File

advertisement
1: Pg. 65- The corn plant has colonized how much of the American continent?
The corn plant has colonized 120,000 square miles of the American continent
2: Pg. 66-67- How have America’s food animals undergone a revolution in lifestyle?
Animals leave for widely dispersed farms in places like Iowa to live in densely populated new animal
cities
3: Pg. 67- What is a CAFO?
Concentrated Animal Feed Operation
4: Pg. 67- What happened to the all of the farmland once the animals left? Where did all of the corn
go?
As the animals left the farm, the corn colonized the paddocks and pastures and even the barnyards that
once been the animals’ territory.
5: Pg. 68- What is the idea of a closed ecological loop?
Waste ceases to exist
6: Pg. 68- What are the two main problems with animal feedlots?
Chemical fertilizers and a pollution problem
7. Pg. 70- What is the evolutionary relationship between cows and grass? Explain.
The cow maintains and expands the grasses’ habitat by preventing trees and shrubs from gaining a
foothold and hogging the sunlight; they also spread the seed.
8. Pg. 71Why would pastures become “the great American desert” without ruminant
animals?
Pastures wouldn't be able to grow any crops in the arid regions
9. Pg. 71- What gets a steer from 80 to 1,000 pounds in just 14 months?
Corn, protein and fat supplement
10. Pg. 71- Why is weaning the calves the most traumatic time on the ranch?
Because the calves will mope and bellow for days, and they are prone to getting sick.
11. Pg. 73- What is the only reason contemporary animal cities aren’t as plague
-ridden or Pestilential as their medieval human counterparts?
Modern antibiotic
12. Pg. 73“So if the modern CAFO is a city built upon commodity corn, it is a city afloat
on an Invisible sea of Petroleum”
13. Pg. 75- Why is corn fed meat less healthy for us?

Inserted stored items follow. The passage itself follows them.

Issue #34886, opened 2021-09-23
[harvester global flag] toggle harvester node driver with the harvester global flag


slickwarren:
**Is your feature request related to a problem? Please describe.**
* Currently harvester node driver is disabled by default. 

**Describe the solution you'd like**
I think we should enable this when harvester global flag is enabled (which is by default).

yasker:
I'd like to enable Harvester node driver by default as well, as long as there is no objection from @cloudnautique .

Also, I don't think we need to do sync between the two flags at this moment.

cloudnautique:
It should be enabled by default. If the user disables the flag, then disable the driver. The admin should still be able to enable the driver manually in the driver management page.

yasker:
Move to v2.6.2 since it's not critical enough for a last-minute squeeze for v.2.6.1.

yasker:
Update from @cloudnautique 

```
I like the idea of enabling both with the harvester flag. It gives an easy all in experience. For toggling it off, we can keep them disconnected.
```

So:
1. If the feature flag was turned on, we enable the Harvester node driver automatically (if it's not enabled).
2. If the feature flag was turned off, nothing will change to the Harvester node driver.
3. Enable/disable the Harvester node driver will not affect the state of the feature flag.

TachunLin:
Verified fixed on Rancher v2.6.3-rc1 with builtin node driver 
Pass the following test scenario. Close this issue and [harvester/harvester#1465](https://github.com/harvester/harvester/issues/1465) accordingly

Test in Rancher v2.6.3-rc1 under airgapped environment


- [x] Harvester feature flag will be enabled by default and turned on harvester node driver accordingly

- [x] If the feature flag was turned off, nothing will change to the Harvester node driver.

- [x] Enable/disable the Harvester node driver will not affect the state of the feature flag.

- [x] If the feature flag was turned on, we enable the Harvester node driver automatically

Issue #1465, opened 2015-07-09
No error when trying to add duplicate services with different request host/path/port to LB services.  


sangeethah:
No error when trying to add duplicate services with different request host/path/port to LB services.  

Steps to reproduce the problem:
Create Balancer service with 2 targets say lb1 with request host-h1 and lb2 with  request host-h2.
Edit Load Balancer and change lb1 to lb2 and save.
After this , LB has only 1 target lb1 with host-h1. 

Expected Behavior:
API should error out  and not accept duplicate services instead of dropping one of the target entries.

sangeethah:
Tested with latest build from master:
When there are multiple service entries with different host/path/port info , they all get saved .

PR #35315, opened 2021-10-28
toggle harvester node driver based on global harvester feature 

shangma:
address https://github.com/rancher/rancher/issues/34886
Harvester issue [#1465](https://github.com/harvester/harvester/issues/1465)

### DIFF
--- a/package/Dockerfile
+++ b/package/Dockerfile
@@ -36,6 +36,8 @@ ENV TINI_VERSION v0.18.0
 ENV TELEMETRY_VERSION v0.5.16
 ENV DOCKER_MACHINE_LINODE_VERSION v0.1.8
 ENV LINODE_UI_DRIVER_VERSION v0.3.0
+# make sure the version number is consistent with the one at Line 100 of pkg/data/management/machinedriver_data.go
+ENV DOCKER_MACHINE_HARVESTER_VERSION v0.3.2
 ENV CATTLE_KDM_BRANCH ${CATTLE_KDM_BRANCH}
 ENV HELM_VERSION v3.6.0
 ENV KUSTOMIZE_VERSION v3.10.0
@@ -63,6 +65,10 @@ RUN curl -sLf https://github.com/rancher/machine/releases/download/${CATTLE_MACH
     curl -LO https://github.com/linode/docker-machine-driver-linode/releases/download/${DOCKER_MACHINE_LINODE_VERSION}/docker-machine-driver-linode_linux-amd64.zip && \
     unzip docker-machine-driver-linode_linux-amd64.zip -d /opt/drivers/management-state/bin && \
     rm docker-machine-driver-linode_linux-amd64.zip
+
+RUN curl -LO https://releases.rancher.com/harvester-node-driver/${DOCKER_MACHINE_HARVESTER_VERSION}/docker-machine-driver-harvester-amd64.tar.gz && \
+    tar -xf docker-machine-driver-harvester-amd64.tar.gz -C /opt/drivers/management-state/bin && \
+    rm docker-machine-driver-harvester-amd64.tar.gz
 
 ENV TINI_URL_amd64=https://github.com/krallin/tini/releases/download/${TINI_VERSION}/tini \
     TINI_URL_arm64=https://github.com/krallin/tini/releases/download/${TINI_VERSION}/tini-arm64 \
--- a/pkg/controllers/management/feature/feature_handler.go
+++ b/pkg/controllers/management/feature/feature_handler.go
@@ -13,16 +13,18 @@ import (
 )
 
 type handler struct {
-	featuresClient managementv3.FeatureClient
-	tokensLister   managementv3.TokenCache
-	tokenEnqueue   func(string, time.Duration)
+	featuresClient       managementv3.FeatureClient
+	tokensLister         managementv3.TokenCache
+	tokenEnqueue         func(string, time.Duration)
+	nodeDriverController managementv3.NodeDriverController
 }
 
 func Register(ctx context.Context, wContext *wrangler.Context) {
 	h := handler{
-		featuresClient: wContext.Mgmt.Feature(),
-		tokensLister:   wContext.Mgmt.Token().Cache(),
-		tokenEnqueue:   wContext.Mgmt.Token().EnqueueAfter,
+		featuresClient:       wContext.Mgmt.Feature(),
+		tokensLister:         wContext.Mgmt.Token().Cache(),
+		tokenEnqueue:         wContext.Mgmt.Token().EnqueueAfter,
+		nodeDriverController: wContext.Mgmt.NodeDriver(),
 	}
 	wContext.Mgmt.Feature().OnChange(ctx, "feature-handler", h.sync)
 }
@@ -40,7 +42,24 @@ func (h *handler) sync(_ string, obj *v3.Feature) (*v3.Feature, error) {
 	if obj.Name == features.TokenHashing.Name() {
 		return obj, h.refreshTokens()
 	}
+
+	if obj.Name == features.Harvester.Name() {
+		return obj, h.toggleHarvesterNodeDriver(obj.Name)
+	}
 	return obj, nil
+}
+
+func (h *handler) toggleHarvesterNodeDriver(harvester string) error {
+	if val := features.GetFeatureByName(harvester).Enabled(); val {
+		m, err := h.nodeDriverController.Cache().Get(harvester)
+		if err != nil {
+			return err
+		}
+		m.Spec.Active = val
+		_, err = h.nodeDriverController.Update(m)
+		return err
+	}
+	return nil
 }
 
 func (h *handler) refreshTokens() error {
--- a/pkg/data/management/machinedriver_data.go
+++ b/pkg/data/management/machinedriver_data.go
@@ -7,6 +7,7 @@ import (
 	"strings"
 
 	v32 "github.com/rancher/rancher/pkg/apis/management.cattle.io/v3"
+	"github.com/rancher/rancher/pkg/features"
 	v3 "github.com/rancher/rancher/pkg/generated/norman/management.cattle.io/v3"
 	"github.com/rancher/rancher/pkg/types/config"
 	"github.com/sirupsen/logrus"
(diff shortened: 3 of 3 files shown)


pkg/controllers/management/feature/feature_handler.go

Because it contains more saturated fat and less omega-3 fatty acids than grass fed animals
14. Pg. 75What practice of feeding cows led to the “Mad Cow Disease”?
Feeding cow parts to cows
15. Pg. 77- How are we choosing which cows we want to select to breed?
By their ability to eat large quantities of corn and efficiently convert it to protein without getting too
sick.
16. Pg. 77- What is the #1 ailment found with cows fed on corn? Why- explain.

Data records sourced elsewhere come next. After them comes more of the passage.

Issue #33850, opened 2021-07-30
Use embedded etcd from k3s for single node usage


nickgerace:
This is an exploratory issue to track dropping the etcd binary in favor of embedded etcd from k3s for single node usage.

annablender:
Merged in a PR https://github.com/rancher/rancher/pull/35323. Single node K3s with embedded etcd will be available in 2.6.4. Docs on how to look at the data inside embedded etcd and debug issues with the new database are here How to Use Etcdctl with K3s Embedded Etcd.

cbron:
@annablender can you fill out the QA template here, then @MbolotSuse this might be a good dev-validate for you.

MbolotSuse:
Validated image using manifest sha of `7d3c66bd40f8a0f45add026453ed1e7cec0902e1f31170db7e22977feff7dbed` and config sha of `a50b5a93275dd32e949778b0b20743cdb830e0bfd6d69be481a53a3344543d6a`. This was built in DroneCI from commit `77392a65`, which was merged several days after the target commit `944a4654` (i.e. - testing was completed using `rancher/rancher:v2.6-head` as of ~8:30 am CT, which was also `rancher/rancher:v2.6-77392a65423df8507c27d07d0c0a3e85c4d97a5a-linux-amd64`).

Other images used:
| Image | Image Manifest sha |
|-------|--------------------|
| rancher/rancher:v2.6.2 | e9ea04573c21d9126d76d41c2c1311d52fa6835095410a3487d286776ca424fc |


| Test Case Id | Test Case Overview | Test Case Steps | Test Case Status |
|--------------|--------------------|-----------------|------------------|
| 1 | Ensure ETCD can be interacted with in the container using etcdctl with the [provided instructions](https://github.com/rancher/rancher/wiki/How-to-Use-Etcdctl-with-K3s-Embedded-Etcd) | 1. Run rancher/rancher:v2.6-head. <br/> 2. Exec into the container. <br/> 3. Wait for the k3s cluster to fully come up. <br/> 4. Using the earlier etcdctl instructions, issue a `member list` command and ensure that the output is valid. <br/> 5. Issue a http request `curl -i http://localhost:2379`. Ensure a blank reply. | Pass  |
[...]

PR #35323, opened 2021-10-29
[2.6.3] Rip out etcd binary

annablender:
Issue [33850](https://github.com/rancher/rancher/issues/33850). Exploratory issue that removes the downloaded etcd binary and starts Rancher single node k3s cluster with embedded etcd.

#### Design plan

- Rip etcd binary and env vars out of rancher/rancher Dockerfile.dapper and package/Dockerfile
- Update the Norman API
    - Remove handler function RunETCD that starts etcd
    - Remove —datastore-endpoint
    - Start k3s server with —cluster-init (which will use embedded etcd)

#### What was fixed, or what changes have occurred

- Remove etcd binary and env vars
- Update K3S_URL in Dockerfile to avoid overwriting k3s server url during setup
- Update go.mod to reference changes in Norman API (the k3s server initialization is done in the Norman API and that's where the other half of these changes are)
- Fix bug in the validate script
- Add missing /var/lib/rancher directory

#### Areas or cases that should be tested

- Spin up a custom Rancher image v2.6 and test if 1) the local cluster is stable, 2) a deployment can be created, 3) a downstream cluster can be created. I used a custom image modified for local dev that can be pulled from docker hub _annablender/rancher:k3s-embedded-etcd_.
- Drop into the Rancher container and ping the embedded etcd endpoint "curl -i localhost:2379." If running, you'll establish a connection and receive empty data
- K3s single node upgrade
- Persisted data upgrade
- Backup and restore
- Use etcdctl with flag --endpoints=https://<node ip>:2379 to test embedded etcd

### DIFF
--- a/package/entrypoint.sh
+++ b/package/entrypoint.sh
@@ -6,6 +6,18 @@ if [ ! -e /run/secrets/kubernetes.io/serviceaccount ] && [ ! -e /dev/kmsg ]; the
     exit 1
 fi
 rm -f /var/lib/rancher/k3s/server/cred/node-passwd
+if [ -e /var/lib/rancher/etcd ] && [ ! -e /var/lib/rancher/k3s/server/db/etcd ]; then
+  mkdir -p /var/lib/rancher/k3s/server/db
+  ln -sf /var/lib/rancher/etcd /var/lib/rancher/k3s/server/db/etcd
+  echo -n 'default' > /var/lib/rancher/k3s/server/db/etcd/name
+fi
+if [ -e /var/lib/rancher/k3s/server/db/etcd ]; then
+  k3s server --cluster-init --cluster-reset &> ./k3s-cluster-reset.log
+  if [ $? -ne 0 ]; then
+    echo "ERROR:" && cat ./k3s-cluster-reset.log
+    rm -f /var/lib/rancher/k3s/server/db/reset-flag
+  fi
+fi
 if [ -x "$(command -v update-ca-certificates)" ]; then
   update-ca-certificates
 fi
--- a/Dockerfile.dapper
+++ b/Dockerfile.dapper
@@ -5,7 +5,6 @@ ENV HOST_ARCH=${DAPPER_HOST_ARCH} ARCH=${DAPPER_HOST_ARCH}
 ENV CATTLE_HELM_VERSION v2.16.8-rancher1
 ENV CATTLE_MACHINE_VERSION v0.15.0-rancher73
 ENV CATTLE_K3S_VERSION v1.22.3+k3s1
-ENV CATTLE_ETCD_VERSION v3.5.0
 # version used by helm plugin install script
 ENV CATTLE_HELM_UNITTEST_VERSION v0.1.7-rancher3
 # helm 3 version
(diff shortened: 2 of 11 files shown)


brandond (commented):
LGTM once the norman PR is merged and go.mod updated.

nickgerace:
Will re-review once https://github.com/rancher/norman/pull/406 is merged and the module is updated for this PR

package/entrypoint.sh
```diff
@@ -6,6 +6,12 @@ if [ ! -e /run/secrets/kubernetes.io/serviceaccount ] && [ ! -e /dev/kmsg ]; the
     exit 1
 fi
 rm -f /var/lib/rancher/k3s/server/cred/node-passwd
+if [ -e /var/lib/rancher/etcd ] && [ ! -e /var/lib/rancher/k3s/server/db/etcd ]; then
+  mkdir -p /var/lib/rancher/k3s/server/db
+  ln -sf /var/lib/rancher/etcd /var/lib/rancher/k3s/server/db/etcd
+  echo -n 'default' > /var/lib/rancher/k3s/server/db/etcd/name
+  k3s server --cluster-reset
+fi
```
brandond, line 14:
```suggestion
fi
if [ -e /var/lib/rancher/k3s/server/db/etcd ]; then
  k3s server --cluster-reset
fi
```

gomodtidy.sh
```diff
@@ -0,0 +1,6 @@
+#!/bin/sh
```
brandond, line 1: not sure about this one

brandond (changes requested):

package/entrypoint.sh
annablender: Ahh good point

gomodtidy.sh
annablender: Oh that's a script I wrote for updating go modules! My bad, I'll remove that

package/entrypoint.sh
```diff
@@ -6,6 +6,14 @@ if [ ! -e /run/secrets/kubernetes.io/serviceaccount ] && [ ! -e /dev/kmsg ]; the
     exit 1
 fi
 rm -f /var/lib/rancher/k3s/server/cred/node-passwd
+if [ -e /var/lib/rancher/etcd ] && [ ! -e /var/lib/rancher/k3s/server/db/etcd ]; then
+  mkdir -p /var/lib/rancher/k3s/server/db
+  ln -sf /var/lib/rancher/etcd /var/lib/rancher/k3s/server/db/etcd
+  echo -n 'default' > /var/lib/rancher/k3s/server/db/etcd/name
+fi
+if [ -e /var/lib/rancher/k3s/server/db/etcd ]; then
+  k3s server --cluster-reset &> ./k3s-cluster-reset.log
```
brandond, line 15: Note for other reviewers: this is necessary because K3s's embedded etcd can't be bound to 127.0.0.1, and will get mad if the Docker container IP address changes. This `--cluster-reset` doesn't drop any data from the etcd datastore; it just resets the cluster membership list and ensures that the sole etcd cluster member has the correct IP address.

brandond (approved):

nickgerace (dismissed):

ibuildthecloud:
R.I.P.

nickgerace (dismissed):

brandond:
lets get the conflicts resolved and :ship::it:!

Dockerfile.dapper542220813
```diff
@@ -0,0 +1,94 @@
+FROM registry.suse.com/suse/sle15:15.3
```
superseb, line 1: Can we remove file `Dockerfile.dapper542220813`?

superseb:
@annablender is `annablender/rancher:k3s-embedded-etcd` still the image to test with?

package/entrypoint.sh
```diff
@@ -6,6 +6,14 @@ if [ ! -e /run/secrets/kubernetes.io/serviceaccount ] && [ ! -e /dev/kmsg ]; the
     exit 1
 fi
 rm -f /var/lib/rancher/k3s/server/cred/node-passwd
+if [ -e /var/lib/rancher/etcd ] && [ ! -e /var/lib/rancher/k3s/server/db/etcd ]; then
+  mkdir -p /var/lib/rancher/k3s/server/db
+  ln -sf /var/lib/rancher/etcd /var/lib/rancher/k3s/server/db/etcd
+  echo -n 'default' > /var/lib/rancher/k3s/server/db/etcd/name
+fi
+if [ -e /var/lib/rancher/k3s/server/db/etcd ]; then
+  k3s server --cluster-init --cluster-reset &> ./k3s-cluster-reset.log
```
superseb, line 15: What is the reason to suppress the log here? If this fails, the container log is empty and the user does not know what's going on.

And do we need any counter to when this fails to recover automatically or if this fails, it needs manual intervention and we need to point that out? Or is that covered when we show the log from `--cluster-reset`?

brandond: The log from this operation is quite noisy, and will not normally be something that the user needs to see. We could probably check to see if it succeeds, and cat the output if it fails?

annablender: @superseb Is this ok with you?

superseb: Yeah we dont need more noisy stuff in there but we can't not let the user know whats going on in this case. Exit code check and showing the log is fine.

Does a `cluster-reset` failing for some reason always require manual intervention? So we don't need some sort of auto recovery in that case and just always manual intervention where the user can use the printed log? I'm asking this in relation to how it was, and that was k3s always trying to start (it didn't do a cluster reset afaik)

brandond: The cluster-reset isn't really for k3s, it's for etcd. Since we can't tell k3s to use the loopback address for the cluster member IP, we need to reset the cluster member address to the current container address every time, or etcd will refuse to start.

https://github.com/rancher/rancher/pull/35323#discussion_r747068862

nickgerace (approved):

package/entrypoint.sh
```diff
@@ -6,6 +6,18 @@ if [ ! -e /run/secrets/kubernetes.io/serviceaccount ] && [ ! -e /dev/kmsg ]; the
...
+  if [$? -ne 0]; then
```
brandond, line 16: I'm pretty sure you'll need whitespace around this
```suggestion
  if [ $? -ne 0 ]; then
```

brandond (changes requested):

superseb (approved):

nickgerace (approved):

nickgerace:
If/once @brandond approves, I'll merge.

brandond (approved):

Bloat, when a diet contains too much starch and too little roughage rumination all but stops, and a layer
of foamy slime forms in the rumen that can trap the gas. Which causes to a series disease.
17. Pg. 78- What is acidosis and what does it cause in the cow?

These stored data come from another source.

Issue #26295, opened 2020-03-26
Service type makes impossible to deploy with Helm on GKE


vitorfhc:
**What kind of request is this (question/bug/enhancement/feature request):**
bug

**Steps to reproduce (least amount of steps as possible):**

1. Follow all steps presented in the [Install Rancher on the Kubernetes Cluster](https://rancher.com/docs/rancher/v2.x/en/installation/k8s-install/helm-rancher/) using LetsEncrypt
2. Rancher will be deployed but the Ingress resource will show an error on GKE UI
> error while evaluating the ingress spec: service "cattle-system/rancher" is type "ClusterIP", expected "NodePort" or "LoadBalancer"

**Result:**
Rancher will not be deployed properly because Ingress is never created

**Other details that may be helpful:**
As far as I know, GKE sets ClusterIP as the default type for a service
#13035 shows the same problem and the solution presented doesn't make sense when you want to create a LetsEncrypt certificate using the cert-manager.

**Screenshot:**
![image](https://user-images.githubusercontent.com/19597793/77697559-7277aa80-6f85-11ea-8796-4ff0db304571.png)

**Possible solution:**
Setting a variable in values.yml which is reflected as the chosen type to the service.

mrickert-bouncex:
Just ran into this issue as well, same error. An ugly workaround is to edit the service in gke services and change it from clusterip to loadbalancer.

vincent99:
We support running the Rancher control plane only on a RKE or K3s cluster, because your ability to backup, restore, scale and configure the underlying etcd is limited or non-existent in hosted providers.

Yes you can make it work in places we don't support, but adding extra options to make an unsupported configuration convenient is not really going to be a priority for us.

daavelar:
Same issue here

amoon78:
Is it fixed on Rancher 2.5 version? Regarding this doc https://rancher.com/docs/rancher/v2.x/en/installation/install-rancher-on-k8s/ , it says `As of Rancher v2.5, Rancher can be installed on any Kubernetes cluster`. 
I tired to install rancher 2.5.5 on GKE but, have exactly same issue. 
Is there any available option or variables to have node port or loadbalancer type instead of clusterip?

soudaburger:
Use case: GKE + IAP to protect rancher resources:

Kubernetes cluster is deployed, but service is not configurable to be of type `NodePort` or `LoadBalancer` in order for ingress to be visible as a Google Cloud Global Load Balancer.

[...]

PR #35333, opened 2021-11-01
[2.6] [Helm Chart] Add Service annotation support

charlesarnaudo:
This change adds the ability to specify service annotations for the Rancher service object, allowing users to deploy Rancher in cloud environments as discussed in #26295 and discussed in https://rancher.com/docs/rancher/v2.5/en/installation/install-rancher-on-k8s/

### DIFF
--- a/chart/templates/service.yaml
+++ b/chart/templates/service.yaml
@@ -4,6 +4,9 @@ metadata:
   name: {{ template "rancher.fullname" . }}
   labels:
 {{ include "rancher.labels" . | indent 4 }}
+{{- if .Values.service.annotations }}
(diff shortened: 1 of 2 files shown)


edqallen:
Is this going anywhere?   I found my way here from https://github.com/rancher/rancher/issues/26295 as I'm really trying to *avoid* using RKE or K3S, as I'd like to deploy Rancher to a norma K8S cluster that we already have tooling in place for.  The documentation on how to do this is woefully inadequate.

Honestly even looking at the diffs in this push request, it's still not clear to me how I can e.g. override the service type when doing a helm install.  Is it `--set service.type=NodePort`?  `--set serviceType=NodePort`?  Something else?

Causes the cow to go off their feed, pant and salivate excessively and eat dirt
18. Pg. 78- What percentage of cows at slaughterhouses is found to have abscessed livers?
Between 15 and 30 percent
19. Pg. 78- What is the leading causes of the evolution of antibiotic resistant superbugs?
Antibiotics that end up in animal food
20. Pg. 79-
What chemicals are found in the “manure lagoon” on CAFO’s?
Nitrogen, phosphorus, heavy metals, hormone residue and persistent chemicals
21. Pg. 80- How many pounds of corn does it take to make 4 pounds of beef? What is the ratio? For
chicken?
32 pounds of corn to make 4 pounds of beef. The ratio for chicken is 2:1, or 8:4.
22. Pg. 82- How has the new strain of E. coli (O157: H7) evolved and what is the problem with it? How
can this problem be fixed?
E. coli has a new acidic-resistance; the problem is that they’ll produce a toxin that destroys human
kidneys. By acidifying the rumen with corn.
23. Pg. 82- How is the costs associated with the CAFO’s externalized? Explain.
Externalized based on environmental costs. Spraying fertilizer, pesticides and using water to grow the
corn and if these externalized costs are included, corn would be very expensive.
24. Pg. 83- Discuss the path of corn backward from the corn fields and discuss the implications.
It starts in the middle of a 125k monoculture, then along with the fertilizer runoff it would go all the way
to the gulf of mexico. And then it grows corn all the way to the oil fields of the Persian gulf.
25. Pg. 83- How much of America’s petroleum usage goes to producing and transporting our food?
1/5
26. Pg. 84- If a cow reaches his full weight- how much “oil” will he have consumed in lifetime?
35 gallons of oil
27. Pg. 84- “You are what you eat” is a truism hard to argue with,
and yet it is, as a visit to a feedlot suggests, incomplete, for you are what you eat eats, too. And what
we are, or have become, is not just meat but number 2 corns and oil- Discuss.
Because if we are what we eat or what we eat eats, corn is consumed by animals more than half
percentage, and oil is used to grow the plants and crops we eat if not we directly consume corn in a lot
of daily products so if we are indeed what we eat we are corns and oil.